In 1971 President Richard Nixon declared a “war on drugs” and 52 years later the battle rages on – deadlier than ever. The crack era came and went in the 1980s, followed by the rural opioid crisis, and now many of our urban centers are being decimated by a fentanyl epidemic of plague-like proportions. In fact, over 70,000 people died in this country from fentanyl alone in 2021, according to the Center for Disease Control – compared to just over 17,500 overdose deaths in 2000 from all drugs combined. The war on drugs has gone from a battle to a bloodbath – and new solutions are clearly required.
With the launch of the first needle exchange program in New York City in 1988, the harm reduction movement emerged as such a solution. At first controversial, needle exchanges were eventually accepted as standard practice across the nation and helped stem the spread of HIV in intravenous drug users.
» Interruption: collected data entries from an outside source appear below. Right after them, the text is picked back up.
PR #2421, opened 2026-05-02
Add same night fields and logic to the api

cquiroz:
The ODB side of adding a `sameNight` field to `AND` groups


modules/schema/src/main/resources/lucuma/odb/graphql/OdbSchema.graphql
```diff
@@ -10864,6 +10864,13 @@ type Group {
   minimumInterval: TimeSpan
   maximumInterval: TimeSpan
 
+  """
+  If true, all observations in this group must be scheduled on the same night.
+  Mutually exclusive with `maximumInterval`.
+  Only valid for AND groups.
+  """
+  sameNight: Boolean!
```
swalker2m, line 10910: Why do we need this if we have `maximumInterval`?  It can conflict with the intervals as noted in the comment.

modules/service/src/main/resources/db/migration/V1130__group_same_night.sql
```diff
@@ -0,0 +1,17 @@
+-- Add Same Night option to groups
+ALTER TABLE t_group
+ADD COLUMN c_same_night bool NOT NULL DEFAULT false;
+
+-- c_same_night is mutually exclusive with c_max_interval and only valid for
+-- AND groups (c_min_required IS NULL).
+ALTER TABLE t_group
+ADD CONSTRAINT group_same_night_check
+CHECK (c_same_night = false OR (c_max_interval IS NULL AND c_min_required IS NULL));
```
swalker2m: If `c_min_required` is set to the number of observations in the group, is that not an `AND` group as well?

Why does it matter anyway that it be an `AND` group?  It seems like it could apply equally to completing 2 out of 4 observations.

swalker2m (approved):
The code looks great.  I don't understand the motivation for the flag, but :+1: on the code.

modules/schema/src/main/resources/lucuma/odb/graphql/OdbSchema.graphql
andrewwstephens: We need a way to tell the scheduler that all the observations in a group must be observed on the same night.  One use case is to require an on-sky calibration that could be observed at any point during the night - before or after the science observation(s).  Using `maximumInterval` for this purpose gets complicated when there are more than 2 observations in the group.

modules/service/src/main/resources/db/migration/V1130__group_same_night.sql
andrewwstephens: Yes, this could apply to `OR` groups, but we couldn't think of any use-cases.  If you prefer, we could allow it in the database but not provide the UI in OR groups.

cquiroz: Seems good, I"ll allow it for either type of groups

PR #2425, opened 2026-05-04
`executableOnly` flag in obscalc event subscriptions

swalker2m:
The ODB provides clients with an obscalc event subscription that triggers whenever it finishes updating an observation's calculated values.  This PR adds a flag to the subscription input, `executableOnly`, which when set to `true` limits events to only observations whose workflow state is now (or was previously) executable (i.e., `READY` or `ONGOING`).

This is available generally but was included with the scheduler in mind.  The scheduler is not interested in tracking updates to observations still in the planning stages or that have already been completed.  Instead, it can set the `executableOnly` flag and filter out updates that cannot possibly impact its schedule.


modules/schema/src/main/resources/lucuma/odb/graphql/OdbSchema.graphql
```diff
@@ -5343,6 +5343,13 @@ input ObscalcUpdateInput {
   oldState:             WhereOptionEqCalculationState @deprecated(reason: "Use `oldCalculationState` instead.")
   newCalculationState:  WhereOptionEqCalculationState
   newState:             WhereOptionEqCalculationState @deprecated(reason: "Use `newCalculationState` instead.")
+
+  """
+  When set to `true`, events will be limited to those that impact executable
+  observations only.  Changes to observations that are not yet `READY` or
+  `ONGOING`, or which have already completed, will not trigger events.
+  """
+  executableOnly:       Boolean = false
```
cquiroz, line 5352: do we have this `filter` also for queries? I'm thinking of navigate and observe

cquiroz (approved):
LGTM

modules/schema/src/main/resources/lucuma/odb/graphql/OdbSchema.graphql
swalker2m: In `WhereObservation` I suppose you could get the same filtering using the `workflow` field, albeit less conveniently.

PR #2426, opened 2026-05-05
Add camera and prism to Gnirs rows

rpiaggio:
We need these specific values to invoke ITC on the qualifying rows.

Also, the matrix table is updated from the spreadsheet.


modules/phase0/src/main/resources/phase0/Phase0_Instrument_Matrix - Spectroscopy.tsv
```diff
@@ -558,8 +558,44 @@ GNIRS	LC	singleslit	1.0	1.000	49	111	H	1.49	1.8	1.645	0.0475	1780	yes		n
 GNIRS	LC	singleslit	1.0	1.000	49	111	K	1.91	2.49	2.2	0.0633	1780	yes		n		
 GNIRS	LC	singleslit	1.0	1.000	49	111	L	2.8	4.2	3.5	0.0944	1900	no		n		
 GNIRS	LC	singleslit	1.0	1.000	49	111	M	4.4	6	4.8	0.192	1280	no		n		
-GNIRS	SC	singleslit	0.3	0.300	7	32	XD	0.85	2.5	1.675	2.5	1700	no		n		
-GNIRS	LC	singleslit	0.1	0.100	5	32	XD	0.85	2.5	1.675	2.5	5000	yes		n		
+GNIRS	SC XD	singleslit	0.3	0.300	7	32	XD	0.85	2.5	1.675	2.5	1700	no		n
```
cquiroz, line 561: did we add an extra column? I'd expect a header too

cquiroz: This is TSV, I guess that allows spaces inside columns?

modules/service/src/main/resources/db/migration/V1134__gnirs_prism_camera.sql
```diff
@@ -0,0 +1,29 @@
+--- GNIRS Prism
+CREATE TABLE t_gnirs_prism (
+  c_tag        d_tag   NOT NULL PRIMARY KEY,
+  c_short_name varchar NOT NULL,
+  c_long_name  varchar NOT NULL
+);
+
+INSERT INTO t_gnirs_prism VALUES ('Mirror', 'Mirror',   'Mirror');
```
cquiroz, line 8: I think we have used tag in lower case and with underscores, not sure if it is important though

modules/phase0/src/main/resources/phase0/Phase0_Instrument_Matrix - Spectroscopy.tsv
rpiaggio: Right, it's not an extra column but a space in the 2nd column.

modules/service/src/main/resources/db/migration/V1134__gnirs_prism_camera.sql
rpiaggio: We use the `Enumerated`'s `tag` in the table. I see some enums following the lower_case convention, but some of them don't (eg the `t_gmos_*` ones). I just went with the existing `tag` defined in core. We should change all the non-conforming enums in core if we want to follow the convention.

cquiroz: seems fair, i guess they should match the tag in core, over whatever non existing convention

cquiroz (approved):
LGTM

As a former heroin addict, I utilized needle exchanges and likely avoided HIV because of it. In fact, I was accepted into a detox center through a needle exchange program in Los Angeles. This was years ago, however, when the harm reduction movement went hand-in-hand with treatment.
Needle exchanges were introduced to incentivize drug users to trade in their dirty needles for clean ones. This is where the term “harm reduction” comes from, the literal reduction in harm – such as the prevention of new HIV infections. Such methods worked, but once the AIDS epidemic receded, harm reduction began to transform into something entirely different – an all-encompassing support system for drug addicts. It’s a strategy increasingly being touted by Washington, where Pres. Biden named harm reduction as a core element of his Administration’s drug policies.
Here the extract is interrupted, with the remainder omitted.